### YOUR ASSIGNMENT
Only one span of the listing below is wanted: the lines from the one with "PR #4848, opened 2025-06-15" through the one with "Fixes itest after #4513.", reproduced exactly, both ends kept.

### GIVEN ENTRIES
◆ ◆ ◆

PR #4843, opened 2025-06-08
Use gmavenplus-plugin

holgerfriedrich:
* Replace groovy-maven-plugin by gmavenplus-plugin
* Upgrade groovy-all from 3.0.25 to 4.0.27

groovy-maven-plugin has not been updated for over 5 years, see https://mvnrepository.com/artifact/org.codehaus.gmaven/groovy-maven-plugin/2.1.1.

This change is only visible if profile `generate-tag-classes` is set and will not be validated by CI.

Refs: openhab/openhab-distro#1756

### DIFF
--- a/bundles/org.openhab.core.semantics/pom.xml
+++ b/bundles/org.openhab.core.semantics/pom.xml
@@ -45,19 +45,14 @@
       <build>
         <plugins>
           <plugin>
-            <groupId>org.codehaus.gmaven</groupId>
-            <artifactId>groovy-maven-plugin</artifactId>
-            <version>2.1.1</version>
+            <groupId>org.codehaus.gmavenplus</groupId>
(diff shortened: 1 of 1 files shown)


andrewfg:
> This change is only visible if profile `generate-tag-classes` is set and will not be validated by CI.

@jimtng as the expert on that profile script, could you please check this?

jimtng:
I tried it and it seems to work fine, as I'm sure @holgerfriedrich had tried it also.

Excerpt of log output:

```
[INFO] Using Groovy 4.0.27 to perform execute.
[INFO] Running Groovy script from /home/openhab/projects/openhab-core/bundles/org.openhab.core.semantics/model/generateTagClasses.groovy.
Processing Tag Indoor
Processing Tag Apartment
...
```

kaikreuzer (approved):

◆ ◆ ◆

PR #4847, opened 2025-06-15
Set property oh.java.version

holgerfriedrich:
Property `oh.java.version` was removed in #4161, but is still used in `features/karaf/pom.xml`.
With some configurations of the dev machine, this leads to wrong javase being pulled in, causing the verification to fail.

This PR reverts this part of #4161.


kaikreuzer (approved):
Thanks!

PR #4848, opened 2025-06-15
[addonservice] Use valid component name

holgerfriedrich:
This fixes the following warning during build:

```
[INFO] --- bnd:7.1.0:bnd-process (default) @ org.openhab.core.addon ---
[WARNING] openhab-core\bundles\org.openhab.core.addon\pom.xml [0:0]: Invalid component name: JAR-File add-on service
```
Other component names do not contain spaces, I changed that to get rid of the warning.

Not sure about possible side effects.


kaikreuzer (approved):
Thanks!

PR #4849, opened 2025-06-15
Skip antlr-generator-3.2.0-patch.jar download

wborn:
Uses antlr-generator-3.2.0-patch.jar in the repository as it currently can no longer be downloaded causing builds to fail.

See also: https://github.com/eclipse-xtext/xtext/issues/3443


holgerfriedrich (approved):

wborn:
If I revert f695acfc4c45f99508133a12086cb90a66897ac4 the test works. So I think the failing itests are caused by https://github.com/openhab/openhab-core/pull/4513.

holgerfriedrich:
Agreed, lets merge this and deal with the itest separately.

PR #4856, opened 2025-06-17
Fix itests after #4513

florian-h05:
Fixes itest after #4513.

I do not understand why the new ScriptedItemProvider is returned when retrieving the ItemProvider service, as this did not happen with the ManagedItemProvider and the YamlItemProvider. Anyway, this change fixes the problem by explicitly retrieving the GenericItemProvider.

◆ ◆ ◆

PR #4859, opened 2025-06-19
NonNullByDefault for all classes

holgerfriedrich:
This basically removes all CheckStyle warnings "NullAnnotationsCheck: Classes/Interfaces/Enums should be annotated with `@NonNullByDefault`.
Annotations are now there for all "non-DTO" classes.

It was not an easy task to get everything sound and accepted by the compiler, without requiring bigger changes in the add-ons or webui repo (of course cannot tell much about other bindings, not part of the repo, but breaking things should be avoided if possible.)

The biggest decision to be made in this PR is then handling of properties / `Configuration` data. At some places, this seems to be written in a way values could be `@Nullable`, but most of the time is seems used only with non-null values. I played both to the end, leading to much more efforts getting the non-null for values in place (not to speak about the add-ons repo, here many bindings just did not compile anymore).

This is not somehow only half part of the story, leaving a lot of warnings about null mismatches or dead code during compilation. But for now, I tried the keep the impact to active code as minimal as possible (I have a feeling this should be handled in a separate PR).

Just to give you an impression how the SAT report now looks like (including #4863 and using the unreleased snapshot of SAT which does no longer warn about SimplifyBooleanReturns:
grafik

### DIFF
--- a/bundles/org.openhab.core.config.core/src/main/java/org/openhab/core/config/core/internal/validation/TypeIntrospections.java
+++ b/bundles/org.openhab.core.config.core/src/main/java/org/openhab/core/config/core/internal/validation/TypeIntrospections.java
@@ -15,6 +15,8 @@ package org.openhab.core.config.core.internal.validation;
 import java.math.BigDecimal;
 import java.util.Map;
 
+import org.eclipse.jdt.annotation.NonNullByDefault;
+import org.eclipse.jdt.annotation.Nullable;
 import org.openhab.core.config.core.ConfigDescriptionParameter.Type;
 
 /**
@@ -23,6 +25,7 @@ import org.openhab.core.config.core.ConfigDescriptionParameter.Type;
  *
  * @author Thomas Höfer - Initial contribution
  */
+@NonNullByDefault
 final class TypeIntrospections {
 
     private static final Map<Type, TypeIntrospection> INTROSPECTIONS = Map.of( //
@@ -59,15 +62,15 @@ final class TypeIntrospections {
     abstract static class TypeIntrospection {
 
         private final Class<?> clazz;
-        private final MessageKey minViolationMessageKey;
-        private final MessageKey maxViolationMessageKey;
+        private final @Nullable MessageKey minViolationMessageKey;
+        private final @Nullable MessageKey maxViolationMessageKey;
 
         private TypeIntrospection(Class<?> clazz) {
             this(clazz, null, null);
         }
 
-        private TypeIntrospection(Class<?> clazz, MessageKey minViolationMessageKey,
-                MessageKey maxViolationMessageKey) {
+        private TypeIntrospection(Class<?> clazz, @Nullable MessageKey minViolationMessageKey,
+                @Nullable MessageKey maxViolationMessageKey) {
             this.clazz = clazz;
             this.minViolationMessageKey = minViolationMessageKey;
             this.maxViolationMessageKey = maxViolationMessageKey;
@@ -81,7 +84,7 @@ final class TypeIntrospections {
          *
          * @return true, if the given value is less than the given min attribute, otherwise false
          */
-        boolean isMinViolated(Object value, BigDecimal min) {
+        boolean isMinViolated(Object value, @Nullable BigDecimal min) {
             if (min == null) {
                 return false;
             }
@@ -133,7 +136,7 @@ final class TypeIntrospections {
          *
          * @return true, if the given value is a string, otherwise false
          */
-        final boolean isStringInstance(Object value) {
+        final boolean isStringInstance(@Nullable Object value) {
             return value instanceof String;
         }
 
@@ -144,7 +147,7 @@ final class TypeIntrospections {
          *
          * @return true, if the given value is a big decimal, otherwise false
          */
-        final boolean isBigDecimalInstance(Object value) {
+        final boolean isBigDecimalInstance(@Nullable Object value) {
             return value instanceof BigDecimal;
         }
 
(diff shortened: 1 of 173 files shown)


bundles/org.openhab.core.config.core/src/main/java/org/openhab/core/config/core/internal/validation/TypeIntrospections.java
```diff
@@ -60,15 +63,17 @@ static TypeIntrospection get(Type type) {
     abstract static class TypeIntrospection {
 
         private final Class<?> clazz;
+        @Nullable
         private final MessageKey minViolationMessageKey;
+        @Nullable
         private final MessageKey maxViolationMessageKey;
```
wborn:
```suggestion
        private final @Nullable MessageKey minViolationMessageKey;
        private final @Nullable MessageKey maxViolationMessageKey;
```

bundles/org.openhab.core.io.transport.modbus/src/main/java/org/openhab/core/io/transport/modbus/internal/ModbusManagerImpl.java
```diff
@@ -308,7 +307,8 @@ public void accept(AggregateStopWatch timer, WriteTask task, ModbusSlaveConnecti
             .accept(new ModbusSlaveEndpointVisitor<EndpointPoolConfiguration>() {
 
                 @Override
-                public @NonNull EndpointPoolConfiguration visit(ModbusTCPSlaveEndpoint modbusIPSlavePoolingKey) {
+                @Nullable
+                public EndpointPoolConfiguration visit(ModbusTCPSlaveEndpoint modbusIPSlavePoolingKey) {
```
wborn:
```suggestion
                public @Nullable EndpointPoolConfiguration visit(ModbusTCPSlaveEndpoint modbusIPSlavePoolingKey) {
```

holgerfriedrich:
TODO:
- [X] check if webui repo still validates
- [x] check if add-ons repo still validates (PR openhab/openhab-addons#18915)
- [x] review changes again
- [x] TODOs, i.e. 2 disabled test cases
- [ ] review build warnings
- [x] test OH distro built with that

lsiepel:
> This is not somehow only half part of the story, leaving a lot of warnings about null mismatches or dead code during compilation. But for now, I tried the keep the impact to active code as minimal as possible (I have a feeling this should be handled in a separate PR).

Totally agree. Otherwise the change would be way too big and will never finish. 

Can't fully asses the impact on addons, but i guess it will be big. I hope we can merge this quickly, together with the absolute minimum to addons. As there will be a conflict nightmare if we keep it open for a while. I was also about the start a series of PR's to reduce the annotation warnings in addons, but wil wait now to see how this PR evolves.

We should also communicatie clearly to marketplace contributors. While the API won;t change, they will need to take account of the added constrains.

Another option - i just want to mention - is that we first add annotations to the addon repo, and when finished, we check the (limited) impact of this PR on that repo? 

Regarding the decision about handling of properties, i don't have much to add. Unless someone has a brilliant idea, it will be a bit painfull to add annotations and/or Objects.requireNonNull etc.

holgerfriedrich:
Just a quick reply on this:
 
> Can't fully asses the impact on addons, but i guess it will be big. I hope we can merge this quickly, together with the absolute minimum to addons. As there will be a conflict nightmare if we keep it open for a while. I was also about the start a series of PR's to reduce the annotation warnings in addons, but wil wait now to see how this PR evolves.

◆ ◆ ◆

### ANSWER BOX
PR #4848, opened 2025-06-15
[addonservice] Use valid component name

holgerfriedrich:
This fixes the following warning during build:

```
[INFO] --- bnd:7.1.0:bnd-process (default) @ org.openhab.core.addon ---
[WARNING] openhab-core\bundles\org.openhab.core.addon\pom.xml [0:0]: Invalid component name: JAR-File add-on service
```
Other component names do not contain spaces, I changed that to get rid of the warning.

Not sure about possible side effects.


kaikreuzer (approved):
Thanks!

PR #4849, opened 2025-06-15
Skip antlr-generator-3.2.0-patch.jar download

wborn:
Uses antlr-generator-3.2.0-patch.jar in the repository as it currently can no longer be downloaded causing builds to fail.

See also: https://github.com/eclipse-xtext/xtext/issues/3443


holgerfriedrich (approved):

wborn:
If I revert f695acfc4c45f99508133a12086cb90a66897ac4 the test works. So I think the failing itests are caused by https://github.com/openhab/openhab-core/pull/4513.

holgerfriedrich:
Agreed, lets merge this and deal with the itest separately.

PR #4856, opened 2025-06-17
Fix itests after #4513

florian-h05:
Fixes itest after #4513.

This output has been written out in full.